Recorded data
__________
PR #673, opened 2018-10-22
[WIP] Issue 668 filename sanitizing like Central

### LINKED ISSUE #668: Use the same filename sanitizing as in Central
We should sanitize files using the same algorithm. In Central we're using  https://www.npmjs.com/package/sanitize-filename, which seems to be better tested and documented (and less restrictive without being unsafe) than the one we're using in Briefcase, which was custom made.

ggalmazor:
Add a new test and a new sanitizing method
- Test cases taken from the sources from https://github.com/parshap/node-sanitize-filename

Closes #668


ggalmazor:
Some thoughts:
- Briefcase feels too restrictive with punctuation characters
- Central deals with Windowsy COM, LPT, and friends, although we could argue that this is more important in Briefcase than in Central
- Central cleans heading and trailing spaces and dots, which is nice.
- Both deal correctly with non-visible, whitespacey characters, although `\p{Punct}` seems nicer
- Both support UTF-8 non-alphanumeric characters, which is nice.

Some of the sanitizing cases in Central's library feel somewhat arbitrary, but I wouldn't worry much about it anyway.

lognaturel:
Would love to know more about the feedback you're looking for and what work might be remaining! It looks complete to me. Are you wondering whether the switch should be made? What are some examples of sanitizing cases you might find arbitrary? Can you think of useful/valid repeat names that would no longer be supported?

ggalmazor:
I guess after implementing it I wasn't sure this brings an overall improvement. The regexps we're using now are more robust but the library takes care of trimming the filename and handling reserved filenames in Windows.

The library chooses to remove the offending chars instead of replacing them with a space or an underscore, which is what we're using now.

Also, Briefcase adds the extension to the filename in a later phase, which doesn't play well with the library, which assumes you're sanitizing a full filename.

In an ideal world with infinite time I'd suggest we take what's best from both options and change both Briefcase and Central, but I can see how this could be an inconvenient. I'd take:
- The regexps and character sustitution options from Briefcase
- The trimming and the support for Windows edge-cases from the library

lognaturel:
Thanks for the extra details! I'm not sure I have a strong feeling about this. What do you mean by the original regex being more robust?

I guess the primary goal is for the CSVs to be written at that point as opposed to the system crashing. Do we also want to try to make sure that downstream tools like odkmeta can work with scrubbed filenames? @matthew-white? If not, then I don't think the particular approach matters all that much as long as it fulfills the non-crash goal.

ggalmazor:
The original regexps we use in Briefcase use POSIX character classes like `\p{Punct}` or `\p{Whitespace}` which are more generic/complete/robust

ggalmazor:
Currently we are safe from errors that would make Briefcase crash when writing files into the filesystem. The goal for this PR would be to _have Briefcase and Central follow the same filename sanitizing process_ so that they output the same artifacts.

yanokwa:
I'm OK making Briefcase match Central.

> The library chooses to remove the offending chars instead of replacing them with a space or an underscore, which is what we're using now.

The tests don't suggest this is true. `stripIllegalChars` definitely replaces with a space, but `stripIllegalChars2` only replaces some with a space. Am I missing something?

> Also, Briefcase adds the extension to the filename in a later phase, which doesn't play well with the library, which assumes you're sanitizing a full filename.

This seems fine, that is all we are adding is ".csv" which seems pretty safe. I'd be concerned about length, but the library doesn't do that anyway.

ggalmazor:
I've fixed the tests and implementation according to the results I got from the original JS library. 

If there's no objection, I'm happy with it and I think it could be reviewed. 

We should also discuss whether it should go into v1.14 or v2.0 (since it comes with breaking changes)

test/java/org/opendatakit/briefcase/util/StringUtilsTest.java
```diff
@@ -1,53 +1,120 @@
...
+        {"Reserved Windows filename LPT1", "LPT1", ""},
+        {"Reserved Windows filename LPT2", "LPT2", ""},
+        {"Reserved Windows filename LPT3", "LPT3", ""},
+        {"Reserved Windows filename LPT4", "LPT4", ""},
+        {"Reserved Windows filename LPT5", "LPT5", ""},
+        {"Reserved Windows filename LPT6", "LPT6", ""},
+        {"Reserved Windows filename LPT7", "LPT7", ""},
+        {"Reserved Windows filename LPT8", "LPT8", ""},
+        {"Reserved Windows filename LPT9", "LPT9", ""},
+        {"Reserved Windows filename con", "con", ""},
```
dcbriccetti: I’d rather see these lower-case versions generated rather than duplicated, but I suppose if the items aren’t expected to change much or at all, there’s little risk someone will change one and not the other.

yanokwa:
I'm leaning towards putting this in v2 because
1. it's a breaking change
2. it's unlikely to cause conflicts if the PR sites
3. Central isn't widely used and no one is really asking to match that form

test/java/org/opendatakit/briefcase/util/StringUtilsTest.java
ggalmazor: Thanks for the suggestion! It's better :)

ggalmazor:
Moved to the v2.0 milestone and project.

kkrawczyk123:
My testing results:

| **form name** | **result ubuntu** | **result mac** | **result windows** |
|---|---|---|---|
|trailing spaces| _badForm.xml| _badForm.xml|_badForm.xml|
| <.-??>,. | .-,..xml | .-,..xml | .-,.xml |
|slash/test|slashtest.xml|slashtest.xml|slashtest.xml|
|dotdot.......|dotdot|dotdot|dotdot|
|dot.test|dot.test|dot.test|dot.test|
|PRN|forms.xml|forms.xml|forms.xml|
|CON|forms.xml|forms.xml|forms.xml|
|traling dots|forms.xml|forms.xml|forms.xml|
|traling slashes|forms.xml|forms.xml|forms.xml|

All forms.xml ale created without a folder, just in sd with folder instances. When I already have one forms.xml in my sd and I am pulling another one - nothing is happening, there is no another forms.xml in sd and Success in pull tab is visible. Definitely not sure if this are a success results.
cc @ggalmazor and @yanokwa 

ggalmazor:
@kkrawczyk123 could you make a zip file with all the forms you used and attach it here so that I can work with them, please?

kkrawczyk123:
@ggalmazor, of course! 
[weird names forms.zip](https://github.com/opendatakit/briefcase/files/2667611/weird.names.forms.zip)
__________
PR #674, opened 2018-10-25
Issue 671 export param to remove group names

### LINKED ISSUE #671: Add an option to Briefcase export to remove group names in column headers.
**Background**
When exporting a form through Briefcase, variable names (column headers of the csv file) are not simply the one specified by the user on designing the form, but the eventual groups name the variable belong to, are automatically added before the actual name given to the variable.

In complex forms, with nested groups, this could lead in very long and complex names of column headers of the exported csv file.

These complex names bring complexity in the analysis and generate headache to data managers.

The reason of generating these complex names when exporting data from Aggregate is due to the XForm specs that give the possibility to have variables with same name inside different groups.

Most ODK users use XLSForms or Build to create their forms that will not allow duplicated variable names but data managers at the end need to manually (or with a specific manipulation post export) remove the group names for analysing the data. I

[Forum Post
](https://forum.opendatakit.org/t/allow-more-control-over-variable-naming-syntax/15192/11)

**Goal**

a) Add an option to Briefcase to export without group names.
__________
Exercise prompt
The lines to copy are those above that contain "them".

Answer to this exercise
The library chooses to remove the offending chars instead of replacing them with a space or an underscore, which is what we're using now.
> The library chooses to remove the offending chars instead of replacing them with a space or an underscore, which is what we're using now.
@kkrawczyk123 could you make a zip file with all the forms you used and attach it here so that I can work with them, please?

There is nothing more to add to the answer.